PROBLEM TO SOLVE = When checking the entries below, count every line with the word "flag", then give only that number.

(Collected data)
******
PR #5430, opened 2023-05-03
Eip 6780 selfdestruct

shemnon:
* Wire in a check to see if an account is new in the TX scope
* Create a new SelfDestruct Opcode that only deletes accounts
  that register as new within tx scope.


evm/src/main/java/org/hyperledger/besu/evm/operation/SelfDestructEIP6780Operation.java
```diff
@@ -0,0 +1,82 @@
...
+    if (frame.isStatic()) {
+      return new OperationResult(cost, ExceptionalHaltReason.ILLEGAL_STATE_CHANGE);
+    } else if (frame.getRemainingGas() < cost) {
+      return new OperationResult(cost, ExceptionalHaltReason.INSUFFICIENT_GAS);
+    }
+
+    final Address address = frame.getRecipientAddress();
+    final MutableAccount account = frame.getWorldUpdater().getAccount(address).getMutable();
+
+    if (account.isNewAccount()) {
```
jframe, line 63: Would prefer to pass in a flag to enable this extra check. Had to compare this and the `SelfDestructEIP6780Operation` to see that this extra if was the only difference. That and there is a bit of duplication between the two.

shemnon: done

evm/src/main/java/org/hyperledger/besu/evm/operation/SelfDestructOperation.java
```diff
@@ -27,13 +27,28 @@
 /** The Self destruct operation. */
 public class SelfDestructOperation extends AbstractOperation {
 
+  final boolean eip6780Semantics;
```
siladu, line 30:
```suggestion
  final boolean eip6780Enabled;
```

evm/src/test/java/org/hyperledger/besu/evm/operations/SelfDestructOperationTest.java
```diff
@@ -0,0 +1,185 @@
...
+  @Mock private WorldUpdater worldUpdater;
+  @Mock private WrappedEvmAccount account;
+  @Mock private MutableAccount mutableAccount;
+  @Mock private EVM evm;
+  @Mock private MutableAccount newMutableAccount;
+
+  private final SelfDestructOperation operation =
+      new SelfDestructOperation(new ConstantinopleGasCalculator());
+
+  private final SelfDestructOperation newOperation =
```
siladu, line 68:
```suggestion
  private final SelfDestructOperation eip6780Operation =
```

siladu, line 68:
```suggestion
  private final SelfDestructOperation eip6780Operation =
```

evm/src/test/java/org/hyperledger/besu/evm/operations/SelfDestructOperationTest.java
```diff
@@ -0,0 +1,185 @@
...
+          );
+
+  private MessageFrame messageFrame;
+  @Mock private WorldUpdater worldUpdater;
+  @Mock private WrappedEvmAccount account;
+  @Mock private MutableAccount mutableAccount;
+  @Mock private EVM evm;
+  @Mock private MutableAccount newMutableAccount;
+
+  private final SelfDestructOperation operation =
```
siladu, line 65:
```suggestion
  private final SelfDestructOperation frontierOperation =
```

siladu, line 65:
```suggestion
  private final SelfDestructOperation frontierOperation =
```

evm/src/main/java/org/hyperledger/besu/evm/worldstate/UpdateTrackingAccount.java
```diff
@@ -148,6 +148,11 @@ public Map<UInt256, UInt256> getUpdatedStorage() {
     return updatedStorage;
   }
 
+  @Override
+  public boolean isNewAccount() {
+    return account == null;
```
siladu, line 153: Same here, not clear why this means it's a new account.

For example, https://github.com/hyperledger/besu/pull/5430/files#diff-7f0493f7e9a429807ad4302ee3c0d24aaae4bebcb4ee73f9e2148db4b50d80bbR147

```
return new WrappedEvmAccount(track(new UpdateTrackingAccount<>(newAccount)))
```

we create a new account and pass it to UpdateTrackingAccount constructor, but this isNewAccount would return false.

siladu (commented):
Looks pretty straight forward overall 👍 

Some questions and name change suggestions

evm/src/test/java/org/hyperledger/besu/evm/operations/SelfDestructOperationTest.java
```diff
@@ -0,0 +1,185 @@
...
+
+    setUp(contract, beneficiary, balanceHex);
+    final Operation.OperationResult operationResult = operation.execute(messageFrame, evm);
+    assertThat(operationResult).isNotNull();
+    assertThat(messageFrame.getSelfDestructs()).contains(Address.fromHexString(contract));
+
+    verify(account).getBalance();
+    verify(account).isEmpty();
+    if (!contract.equals(beneficiary)) {
+      verify(mutableAccount).incrementBalance(Wei.fromHexString(balanceHex));
```
jflo, line 151: The variables `account` and  `mutableAccount` representing both the contract and a potential beneficiary makes this test hard to read. Is there a more clear way we can name these?

jflo (commented):
Functionally this looks good, but I've left comments with regard to readability.

evm/src/test/java/org/hyperledger/besu/evm/operations/SelfDestructOperationTest.java
```diff
@@ -0,0 +1,185 @@
...
+    } else {
+      assertThat(messageFrame.getSelfDestructs()).isEmpty();
+    }
+
+    verify(account).getBalance();
+    verify(account).isEmpty();
+    if (!contract.equals(beneficiary)) {
+      verify(mutableAccount).incrementBalance(Wei.fromHexString(balanceHex));
+    }
+    verify(mutableAccount).setBalance(Wei.ZERO);
```
siladu, line 181: What does it mean for the contract to be equal to the beneficiary?

ethereum/core/src/main/java/org/hyperledger/besu/ethereum/bonsai/BonsaiAccount.java
```diff
@@ -141,7 +147,20 @@ public static BonsaiAccount fromRLP(
...
-        context, address, Hash.hash(address), nonce, balance, storageRoot, codeHash, mutable);
+        context,
+        address,
+        Hash.hash(address),
+        nonce,
+        balance,
+        storageRoot,
+        codeHash,
+        mutable,
+        false);
```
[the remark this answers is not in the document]
shemnon: If we are reading from RLP that means it's been serialized and we are reading from disk, hence not new in the transaction.  There is no account serialziation within the scope of a transaction.

An account can have a zero nonce and not be new if someone sent funds to it speculatively, either as a burn or planning for it to match an EOA or future contract create.

evm/src/test/java/org/hyperledger/besu/evm/operations/SelfDestructOperationTest.java
shemnon: I refactored the tests so that benificiary and contract accounts are no longer shared.

ethereum/core/src/main/java/org/hyperledger/besu/ethereum/bonsai/BonsaiAccount.java
```diff
@@ -107,6 +111,7 @@ public BonsaiAccount(
     updatedStorage.putAll(toCopy.updatedStorage);
 
     this.mutable = mutable;
+    this.newAccount = false;
```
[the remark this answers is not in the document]
shemnon: done.

evm/src/main/java/org/hyperledger/besu/evm/worldstate/UpdateTrackingAccount.java
shemnon: Ok, in the cases where the new account is mutable I changed the code to delegate to that account for newness checking, otherwise it require absence of a parent to be the indicator for newness.

evm/src/main/java/org/hyperledger/besu/evm/fluent/SimpleAccount.java
```diff
@@ -82,6 +82,11 @@ public SimpleAccount(
     this.code = code;
   }
 
+  @Override
+  public boolean isNewAccount() {
+    return parent == null;
```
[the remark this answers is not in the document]
shemnon: This is for self-contained executions.  If the account exists in the state file (basically the genesis file) then it is not new and would have the account created referencing that parent account.  If it's not in the state file then it has no parent.

I noticed that this class has leaked into the TransactionPool, for transaction validation.  (a) there is no EVM execution there and (b) the TransactionPool probably shouldn't be using it and should be creating it's own class.

evm/src/test/java/org/hyperledger/besu/evm/operations/SelfDestructOperationTest.java
shemnon: Contract address is the same as the beneficiary address for the self destruct.  This is reflecting implementation details where we don't increment the account being self-destructed if it's the same account.

shemnon: Balance is indeed ether is lost.  State tests confirm this is the expected outcome.

```
./ethereum/evmtool/build/install/evmtool/bin/evm state-test ./ethereum/referencetests/src/reference-test/external-resources/GeneralStateTests/stSystemOperationsTest/suicideAddress.json --json --json-alloc 
-------8<--------
{"pc":0,"op":48,"gas":"0xef038","gasCost":"0x2","memSize":0,"stack":[],"depth":1,"refund":0,"opName":"ADDRESS"}
{"pc":1,"op":96,"gas":"0xef036","gasCost":"0x3","memSize":0,"stack":["0x95e7baea6a6c7c4c2dfeb977efac326af552d87"],"depth":1,"refund":0,"opName":"PUSH1"}
{"pc":3,"op":85,"gas":"0xef033","gasCost":"0x5654","memSize":0,"stack":["0x95e7baea6a6c7c4c2dfeb977efac326af552d87","0x0"],"depth":1,"refund":0,"opName":"SSTORE"}
{"pc":4,"op":48,"gas":"0xe99df","gasCost":"0x2","memSize":0,"stack":[],"depth":1,"refund":0,"opName":"ADDRESS"}
{"pc":5,"op":255,"gas":"0xe99dd","gasCost":"0x1388","memSize":0,"stack":["0x95e7baea6a6c7c4c2dfeb977efac326af552d87"],"depth":1,"refund":0,"opName":"SELFDESTRUCT"}
{
 "0xa94f5374fce5edbc8e2a8697c15331677e6ebf0b": {
  "balance": "0xde0b6b3a75b2232",
  "nonce": "0x1"
 },
}
{"output":"","gasUsed":"0xbbeb","time":3454083,"Mgps":"13.928","test":"suicideAddress","fork":"Shanghai","d":0,"g":0,"v":0,"postHash":"0x74d6e975dfc354eca790f5a3bee573e0019bb92967c9131ddc2dc622f297e266","postLogsHash":"0x1dcc4de8dec75d7aab85b567b6ccd41ad312451b948a7413f0a142fd40d49347","pass":true}
```

`0x95e7baea6a6c7c4c2dfeb977efac326af552d87` was the executing contract, and had balance

jflo (approved):

evm/src/main/java/org/hyperledger/besu/evm/fluent/SimpleAccount.java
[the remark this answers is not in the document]
siladu: cc @fab-10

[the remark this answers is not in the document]
fab-10: I am just doing some work there, and will remove that reference

evm/src/main/java/org/hyperledger/besu/evm/operation/SelfDestructOperation.java
```diff
@@ -60,7 +75,9 @@ public OperationResult execute(final MessageFrame frame, final EVM evm) {
     final Address address = frame.getRecipientAddress();
     final MutableAccount account = frame.getWorldUpdater().getAccount(address).getMutable();
 
-    frame.addSelfDestruct(address);
+    if (!eip6780Semantics || account.isNewAccount()) {
```
garyschulte, line 78: If we were processing a (malformed) block that included the account creation in a prior transaction, would the account still be marked as newAccount and allow a self destruct in a subsequent transaction?  

At least in the case of bonsai,  I would expect the accumulator would have the account cached with isNewAccount == true, since I don't see anywhere where we are resetting that flag at transaction boundary.

garyschulte (commented):
Do we have pre-existing self destruct reference tests that validate the behavior of self destruct recipient address the same as the self destruct address?

shemnon:
./ethereum/referencetests/src/reference-test/external-resources/GeneralStateTests/stSystemOperationsTest/suicideAddress.json handles the self-destruct to self question.  RefTests haven't been filled for Cancun.  I'll add a evmtool test based off of this.

evm/src/main/java/org/hyperledger/besu/evm/operation/SelfDestructOperation.java
shemnon: Change of plans, I re-wrote the new account detection to not depend on changes to the Account interface.

garyschulte (approved):
👍

shemnon:
Waiting on https://github.com/ethereum/EIPs/pull/7308 to settle before check in.  We pass execution-spec-tests as the exist right now, without alteration.

evm/src/main/java/org/hyperledger/besu/evm/operation/SelfDestructOperation.java
siladu: Looks like this wasn't changed or the old name crept back in

evm/src/main/java/org/hyperledger/besu/evm/operation/SelfDestructOperation.java
```diff
@@ -60,19 +75,22 @@ public OperationResult execute(final MessageFrame frame, final EVM evm) {
     final Address address = frame.getRecipientAddress();
     final MutableAccount account = frame.getWorldUpdater().getAccount(address).getMutable();
 
-    frame.addSelfDestruct(address);
+    if (!eip6780Semantics || frame.wasCreatedInTransaction(address)) {
+      frame.addSelfDestruct(address);
+    }
 
     final MutableAccount recipient =
```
******
ANSWER TO THE EXERCISE = 2